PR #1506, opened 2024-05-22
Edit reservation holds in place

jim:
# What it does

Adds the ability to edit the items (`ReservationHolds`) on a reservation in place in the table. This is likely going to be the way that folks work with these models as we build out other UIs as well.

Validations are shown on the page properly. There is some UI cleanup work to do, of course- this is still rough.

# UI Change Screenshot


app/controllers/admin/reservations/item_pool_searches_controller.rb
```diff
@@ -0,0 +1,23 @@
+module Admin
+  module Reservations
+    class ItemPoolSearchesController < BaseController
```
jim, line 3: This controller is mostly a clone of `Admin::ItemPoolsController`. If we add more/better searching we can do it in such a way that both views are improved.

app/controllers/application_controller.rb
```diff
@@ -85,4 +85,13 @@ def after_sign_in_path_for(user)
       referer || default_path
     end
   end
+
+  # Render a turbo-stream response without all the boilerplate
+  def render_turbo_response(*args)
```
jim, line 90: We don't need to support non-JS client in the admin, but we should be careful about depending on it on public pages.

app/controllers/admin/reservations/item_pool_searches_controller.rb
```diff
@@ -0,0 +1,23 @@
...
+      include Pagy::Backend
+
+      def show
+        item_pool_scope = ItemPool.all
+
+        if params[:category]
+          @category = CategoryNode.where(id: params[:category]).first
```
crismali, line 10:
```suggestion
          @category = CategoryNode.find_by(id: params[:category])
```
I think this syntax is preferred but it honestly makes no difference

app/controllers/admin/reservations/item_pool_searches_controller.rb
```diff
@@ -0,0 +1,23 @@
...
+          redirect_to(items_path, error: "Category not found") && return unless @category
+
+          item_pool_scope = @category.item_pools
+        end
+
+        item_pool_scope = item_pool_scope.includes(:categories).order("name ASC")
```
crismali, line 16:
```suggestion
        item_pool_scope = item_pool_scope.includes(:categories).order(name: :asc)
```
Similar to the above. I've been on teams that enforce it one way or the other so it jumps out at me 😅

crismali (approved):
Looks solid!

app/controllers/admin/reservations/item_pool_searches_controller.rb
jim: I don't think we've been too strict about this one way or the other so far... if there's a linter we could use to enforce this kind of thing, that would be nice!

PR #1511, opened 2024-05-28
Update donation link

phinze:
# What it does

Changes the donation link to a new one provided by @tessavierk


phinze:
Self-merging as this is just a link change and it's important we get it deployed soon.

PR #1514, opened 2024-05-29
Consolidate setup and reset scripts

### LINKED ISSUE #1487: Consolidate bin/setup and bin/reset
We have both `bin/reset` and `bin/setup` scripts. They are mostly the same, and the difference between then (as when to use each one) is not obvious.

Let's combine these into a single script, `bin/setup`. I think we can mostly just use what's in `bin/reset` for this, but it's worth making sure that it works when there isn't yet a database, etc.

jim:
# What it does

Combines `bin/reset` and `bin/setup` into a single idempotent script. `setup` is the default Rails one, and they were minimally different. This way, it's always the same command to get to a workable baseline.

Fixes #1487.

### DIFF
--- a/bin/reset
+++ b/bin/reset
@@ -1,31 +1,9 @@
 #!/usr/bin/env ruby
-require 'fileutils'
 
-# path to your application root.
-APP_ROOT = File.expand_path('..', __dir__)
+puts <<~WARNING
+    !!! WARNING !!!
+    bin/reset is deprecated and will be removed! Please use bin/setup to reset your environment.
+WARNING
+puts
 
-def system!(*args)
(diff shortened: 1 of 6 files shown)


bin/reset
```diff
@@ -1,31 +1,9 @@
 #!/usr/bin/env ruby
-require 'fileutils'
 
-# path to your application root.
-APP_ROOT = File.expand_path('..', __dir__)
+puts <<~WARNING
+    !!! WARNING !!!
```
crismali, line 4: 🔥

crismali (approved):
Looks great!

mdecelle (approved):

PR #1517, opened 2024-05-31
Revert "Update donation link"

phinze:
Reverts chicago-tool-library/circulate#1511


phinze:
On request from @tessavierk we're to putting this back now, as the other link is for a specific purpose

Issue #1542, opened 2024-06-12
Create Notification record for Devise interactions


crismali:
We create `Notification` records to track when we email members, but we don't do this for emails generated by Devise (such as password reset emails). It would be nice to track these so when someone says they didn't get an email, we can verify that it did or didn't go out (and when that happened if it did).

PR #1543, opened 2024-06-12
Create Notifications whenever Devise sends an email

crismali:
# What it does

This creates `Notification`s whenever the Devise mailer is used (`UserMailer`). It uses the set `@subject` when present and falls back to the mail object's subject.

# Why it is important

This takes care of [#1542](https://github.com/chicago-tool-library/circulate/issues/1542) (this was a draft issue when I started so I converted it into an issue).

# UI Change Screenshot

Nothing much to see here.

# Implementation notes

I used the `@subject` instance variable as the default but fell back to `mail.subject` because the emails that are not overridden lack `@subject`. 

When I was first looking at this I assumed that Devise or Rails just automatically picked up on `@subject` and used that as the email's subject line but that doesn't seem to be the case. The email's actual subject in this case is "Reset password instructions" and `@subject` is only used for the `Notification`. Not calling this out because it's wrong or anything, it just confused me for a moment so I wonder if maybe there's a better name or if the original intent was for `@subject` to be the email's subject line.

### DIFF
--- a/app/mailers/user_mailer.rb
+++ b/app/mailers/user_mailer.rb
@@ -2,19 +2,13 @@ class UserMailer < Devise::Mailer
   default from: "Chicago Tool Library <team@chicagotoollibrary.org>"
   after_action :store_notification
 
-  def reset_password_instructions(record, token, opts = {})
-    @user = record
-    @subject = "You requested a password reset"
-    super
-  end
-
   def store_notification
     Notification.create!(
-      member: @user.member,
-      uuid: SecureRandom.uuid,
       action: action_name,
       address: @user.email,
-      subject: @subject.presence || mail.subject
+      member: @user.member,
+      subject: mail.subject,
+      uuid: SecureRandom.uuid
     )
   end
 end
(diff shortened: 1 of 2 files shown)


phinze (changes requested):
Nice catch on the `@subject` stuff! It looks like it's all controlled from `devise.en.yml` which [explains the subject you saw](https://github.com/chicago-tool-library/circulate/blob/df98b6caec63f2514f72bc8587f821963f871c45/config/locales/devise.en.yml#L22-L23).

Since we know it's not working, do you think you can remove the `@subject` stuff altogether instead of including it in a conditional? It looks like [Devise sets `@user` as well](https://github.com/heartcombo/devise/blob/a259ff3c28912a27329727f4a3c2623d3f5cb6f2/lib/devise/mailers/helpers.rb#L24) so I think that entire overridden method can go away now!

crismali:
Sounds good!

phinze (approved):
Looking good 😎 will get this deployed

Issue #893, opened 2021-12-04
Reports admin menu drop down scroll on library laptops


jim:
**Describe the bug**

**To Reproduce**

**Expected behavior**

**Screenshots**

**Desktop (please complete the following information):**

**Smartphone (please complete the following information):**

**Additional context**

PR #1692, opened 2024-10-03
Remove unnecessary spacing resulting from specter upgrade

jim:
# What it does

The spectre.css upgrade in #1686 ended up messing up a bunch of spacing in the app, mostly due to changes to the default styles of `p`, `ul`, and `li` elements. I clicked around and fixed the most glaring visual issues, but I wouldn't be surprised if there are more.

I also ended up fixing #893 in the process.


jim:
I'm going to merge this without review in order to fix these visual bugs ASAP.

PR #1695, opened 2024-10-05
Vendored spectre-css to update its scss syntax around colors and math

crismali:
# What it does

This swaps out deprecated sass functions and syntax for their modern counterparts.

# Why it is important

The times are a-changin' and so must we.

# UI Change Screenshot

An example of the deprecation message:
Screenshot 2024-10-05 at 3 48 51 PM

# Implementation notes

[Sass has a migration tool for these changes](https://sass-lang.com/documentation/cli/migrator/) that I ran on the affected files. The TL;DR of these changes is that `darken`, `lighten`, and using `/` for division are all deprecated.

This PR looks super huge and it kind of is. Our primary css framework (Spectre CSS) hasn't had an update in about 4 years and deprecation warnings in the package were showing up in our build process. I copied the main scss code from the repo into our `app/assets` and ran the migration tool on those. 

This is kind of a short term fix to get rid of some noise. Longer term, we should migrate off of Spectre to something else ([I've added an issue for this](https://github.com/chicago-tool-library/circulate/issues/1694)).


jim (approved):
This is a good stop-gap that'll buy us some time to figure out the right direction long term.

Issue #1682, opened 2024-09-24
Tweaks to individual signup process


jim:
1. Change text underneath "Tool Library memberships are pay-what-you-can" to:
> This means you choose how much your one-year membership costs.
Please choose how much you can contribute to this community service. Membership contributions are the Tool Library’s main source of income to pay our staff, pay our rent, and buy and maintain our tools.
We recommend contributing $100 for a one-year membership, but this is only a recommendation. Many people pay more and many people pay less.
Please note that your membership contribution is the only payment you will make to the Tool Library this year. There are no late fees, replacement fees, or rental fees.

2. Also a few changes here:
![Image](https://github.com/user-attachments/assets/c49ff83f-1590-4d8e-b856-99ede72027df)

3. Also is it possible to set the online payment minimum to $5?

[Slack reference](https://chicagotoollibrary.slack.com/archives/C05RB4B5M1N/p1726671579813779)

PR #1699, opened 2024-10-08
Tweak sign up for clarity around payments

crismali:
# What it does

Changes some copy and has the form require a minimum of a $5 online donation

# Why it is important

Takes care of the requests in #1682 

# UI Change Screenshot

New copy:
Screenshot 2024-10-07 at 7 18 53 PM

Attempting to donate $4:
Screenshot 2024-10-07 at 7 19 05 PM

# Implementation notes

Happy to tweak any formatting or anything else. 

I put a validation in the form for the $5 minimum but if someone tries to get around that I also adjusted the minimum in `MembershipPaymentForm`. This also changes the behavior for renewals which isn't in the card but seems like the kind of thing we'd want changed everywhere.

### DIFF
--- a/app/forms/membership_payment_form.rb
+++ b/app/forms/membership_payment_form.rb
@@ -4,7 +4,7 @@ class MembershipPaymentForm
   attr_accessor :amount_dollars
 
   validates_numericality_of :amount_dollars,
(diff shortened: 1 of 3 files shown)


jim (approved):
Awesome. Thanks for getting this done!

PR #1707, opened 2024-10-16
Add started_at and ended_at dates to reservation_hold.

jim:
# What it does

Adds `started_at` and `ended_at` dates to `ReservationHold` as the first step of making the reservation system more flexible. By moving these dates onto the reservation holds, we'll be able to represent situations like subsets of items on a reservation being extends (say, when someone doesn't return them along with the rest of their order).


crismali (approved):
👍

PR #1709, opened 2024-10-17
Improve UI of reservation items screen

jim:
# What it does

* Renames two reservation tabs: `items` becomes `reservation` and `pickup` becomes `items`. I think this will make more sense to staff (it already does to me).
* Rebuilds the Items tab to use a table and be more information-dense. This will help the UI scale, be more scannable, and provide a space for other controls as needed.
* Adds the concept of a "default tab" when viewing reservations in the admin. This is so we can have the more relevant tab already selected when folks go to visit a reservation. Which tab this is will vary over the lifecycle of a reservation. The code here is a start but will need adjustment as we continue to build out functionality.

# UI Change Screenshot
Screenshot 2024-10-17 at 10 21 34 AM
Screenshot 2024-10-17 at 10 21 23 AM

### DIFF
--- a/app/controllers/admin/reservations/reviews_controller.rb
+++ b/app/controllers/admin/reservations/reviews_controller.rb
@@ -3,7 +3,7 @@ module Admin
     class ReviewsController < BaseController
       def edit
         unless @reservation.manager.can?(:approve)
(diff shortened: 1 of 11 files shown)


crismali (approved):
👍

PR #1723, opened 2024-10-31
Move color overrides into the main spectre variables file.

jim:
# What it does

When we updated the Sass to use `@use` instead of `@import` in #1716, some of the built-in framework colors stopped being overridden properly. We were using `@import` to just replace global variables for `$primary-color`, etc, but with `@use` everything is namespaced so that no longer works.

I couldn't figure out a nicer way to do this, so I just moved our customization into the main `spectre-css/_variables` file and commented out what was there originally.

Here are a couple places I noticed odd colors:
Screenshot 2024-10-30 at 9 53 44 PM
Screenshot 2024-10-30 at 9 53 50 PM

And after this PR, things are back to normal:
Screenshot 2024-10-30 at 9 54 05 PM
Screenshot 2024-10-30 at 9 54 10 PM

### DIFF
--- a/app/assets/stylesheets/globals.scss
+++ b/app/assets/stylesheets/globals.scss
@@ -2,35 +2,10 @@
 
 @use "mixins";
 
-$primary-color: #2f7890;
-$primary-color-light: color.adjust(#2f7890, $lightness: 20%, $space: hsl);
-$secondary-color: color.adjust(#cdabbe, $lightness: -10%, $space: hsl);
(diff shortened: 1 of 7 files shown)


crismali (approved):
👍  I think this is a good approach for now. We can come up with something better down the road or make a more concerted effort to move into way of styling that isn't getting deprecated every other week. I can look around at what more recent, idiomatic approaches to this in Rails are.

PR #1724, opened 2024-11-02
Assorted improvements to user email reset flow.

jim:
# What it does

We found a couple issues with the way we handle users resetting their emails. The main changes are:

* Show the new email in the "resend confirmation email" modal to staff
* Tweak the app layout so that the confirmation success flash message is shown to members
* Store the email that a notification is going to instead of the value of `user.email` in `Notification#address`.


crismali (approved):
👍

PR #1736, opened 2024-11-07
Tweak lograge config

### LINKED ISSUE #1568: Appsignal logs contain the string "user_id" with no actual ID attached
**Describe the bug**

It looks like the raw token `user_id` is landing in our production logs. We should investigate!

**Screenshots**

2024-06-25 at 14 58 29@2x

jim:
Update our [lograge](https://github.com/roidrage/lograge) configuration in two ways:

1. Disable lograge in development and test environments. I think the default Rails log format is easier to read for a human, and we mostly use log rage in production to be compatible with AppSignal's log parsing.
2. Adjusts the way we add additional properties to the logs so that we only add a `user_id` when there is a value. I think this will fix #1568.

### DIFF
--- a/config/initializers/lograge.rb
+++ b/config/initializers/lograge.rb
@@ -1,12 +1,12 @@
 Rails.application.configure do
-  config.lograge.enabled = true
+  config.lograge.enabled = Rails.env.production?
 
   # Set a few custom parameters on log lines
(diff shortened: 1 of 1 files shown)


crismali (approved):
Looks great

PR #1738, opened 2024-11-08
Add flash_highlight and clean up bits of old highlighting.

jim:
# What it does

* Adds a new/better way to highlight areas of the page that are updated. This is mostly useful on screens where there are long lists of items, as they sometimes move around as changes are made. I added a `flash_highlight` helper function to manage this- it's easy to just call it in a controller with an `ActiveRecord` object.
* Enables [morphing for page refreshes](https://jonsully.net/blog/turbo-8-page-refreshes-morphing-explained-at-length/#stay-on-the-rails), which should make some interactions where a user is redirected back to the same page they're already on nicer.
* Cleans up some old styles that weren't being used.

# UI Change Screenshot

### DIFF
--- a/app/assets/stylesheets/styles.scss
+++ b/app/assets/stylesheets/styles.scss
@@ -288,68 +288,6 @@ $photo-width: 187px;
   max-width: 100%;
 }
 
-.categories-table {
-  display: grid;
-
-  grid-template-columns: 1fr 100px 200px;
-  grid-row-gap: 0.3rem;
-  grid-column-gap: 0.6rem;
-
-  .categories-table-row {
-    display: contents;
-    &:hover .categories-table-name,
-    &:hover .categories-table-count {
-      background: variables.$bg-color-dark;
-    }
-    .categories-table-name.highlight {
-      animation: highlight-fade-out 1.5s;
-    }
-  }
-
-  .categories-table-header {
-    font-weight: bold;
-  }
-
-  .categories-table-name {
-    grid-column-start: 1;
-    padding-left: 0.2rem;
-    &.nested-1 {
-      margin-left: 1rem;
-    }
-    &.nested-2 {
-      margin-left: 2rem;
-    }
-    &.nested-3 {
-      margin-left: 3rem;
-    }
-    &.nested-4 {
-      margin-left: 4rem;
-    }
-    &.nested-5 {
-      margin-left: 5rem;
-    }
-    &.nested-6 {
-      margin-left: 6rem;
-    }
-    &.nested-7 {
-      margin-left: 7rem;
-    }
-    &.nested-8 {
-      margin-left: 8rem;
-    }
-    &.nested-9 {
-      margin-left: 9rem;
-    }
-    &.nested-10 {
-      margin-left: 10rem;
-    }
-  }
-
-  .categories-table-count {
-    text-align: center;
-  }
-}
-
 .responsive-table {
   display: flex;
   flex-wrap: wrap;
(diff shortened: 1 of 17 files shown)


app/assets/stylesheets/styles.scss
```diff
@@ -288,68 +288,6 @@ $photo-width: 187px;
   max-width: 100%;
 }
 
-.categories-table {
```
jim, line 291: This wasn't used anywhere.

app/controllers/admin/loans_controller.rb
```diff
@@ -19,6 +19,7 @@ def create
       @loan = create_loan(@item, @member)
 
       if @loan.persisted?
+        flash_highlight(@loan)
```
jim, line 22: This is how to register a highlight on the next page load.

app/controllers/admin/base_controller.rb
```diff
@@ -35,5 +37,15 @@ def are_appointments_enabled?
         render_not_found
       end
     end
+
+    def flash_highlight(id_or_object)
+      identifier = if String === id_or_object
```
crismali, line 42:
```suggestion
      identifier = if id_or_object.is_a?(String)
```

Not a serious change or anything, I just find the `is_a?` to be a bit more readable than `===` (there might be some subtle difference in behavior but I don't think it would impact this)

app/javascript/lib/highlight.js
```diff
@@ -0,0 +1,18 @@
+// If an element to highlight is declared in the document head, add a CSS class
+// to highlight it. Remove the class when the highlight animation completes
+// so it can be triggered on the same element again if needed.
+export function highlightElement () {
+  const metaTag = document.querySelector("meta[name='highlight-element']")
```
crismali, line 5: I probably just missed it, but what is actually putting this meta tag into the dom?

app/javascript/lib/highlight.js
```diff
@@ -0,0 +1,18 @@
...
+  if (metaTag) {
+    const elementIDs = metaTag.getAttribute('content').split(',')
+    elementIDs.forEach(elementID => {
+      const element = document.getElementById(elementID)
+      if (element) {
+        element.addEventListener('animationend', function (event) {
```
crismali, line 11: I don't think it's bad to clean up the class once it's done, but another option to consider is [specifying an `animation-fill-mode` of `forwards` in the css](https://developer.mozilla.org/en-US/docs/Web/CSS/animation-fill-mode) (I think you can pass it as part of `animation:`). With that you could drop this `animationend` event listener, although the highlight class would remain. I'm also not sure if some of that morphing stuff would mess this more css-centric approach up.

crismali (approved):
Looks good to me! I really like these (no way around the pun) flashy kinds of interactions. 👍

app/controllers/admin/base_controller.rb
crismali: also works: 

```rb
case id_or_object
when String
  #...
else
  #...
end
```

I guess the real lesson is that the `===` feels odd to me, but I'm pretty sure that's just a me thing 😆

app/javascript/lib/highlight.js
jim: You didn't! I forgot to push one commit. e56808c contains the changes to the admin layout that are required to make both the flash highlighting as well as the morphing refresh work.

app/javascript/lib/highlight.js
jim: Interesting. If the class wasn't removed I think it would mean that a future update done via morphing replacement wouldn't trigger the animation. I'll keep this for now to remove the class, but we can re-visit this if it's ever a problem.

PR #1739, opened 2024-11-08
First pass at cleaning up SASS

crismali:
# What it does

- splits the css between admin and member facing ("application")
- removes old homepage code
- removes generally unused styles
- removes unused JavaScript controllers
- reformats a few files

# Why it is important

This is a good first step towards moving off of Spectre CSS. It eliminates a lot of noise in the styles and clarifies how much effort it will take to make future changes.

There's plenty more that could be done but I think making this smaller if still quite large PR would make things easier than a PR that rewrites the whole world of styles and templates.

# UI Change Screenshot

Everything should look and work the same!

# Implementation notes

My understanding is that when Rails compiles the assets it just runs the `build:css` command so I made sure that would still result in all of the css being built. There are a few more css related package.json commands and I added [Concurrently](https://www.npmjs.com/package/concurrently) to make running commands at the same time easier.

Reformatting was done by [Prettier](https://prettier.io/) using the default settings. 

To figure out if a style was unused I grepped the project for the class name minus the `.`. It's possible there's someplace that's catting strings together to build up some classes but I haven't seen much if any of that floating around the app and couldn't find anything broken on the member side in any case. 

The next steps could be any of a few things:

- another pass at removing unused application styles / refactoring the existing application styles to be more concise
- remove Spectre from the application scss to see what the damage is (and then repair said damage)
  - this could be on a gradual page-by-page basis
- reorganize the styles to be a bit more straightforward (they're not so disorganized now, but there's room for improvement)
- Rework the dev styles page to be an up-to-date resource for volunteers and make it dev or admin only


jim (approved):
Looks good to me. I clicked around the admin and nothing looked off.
· · · · · · ·
## Task to complete
Copy out each line of the data that includes the string "forms".

## Result below
--- a/app/forms/membership_payment_form.rb
+++ b/app/forms/membership_payment_form.rb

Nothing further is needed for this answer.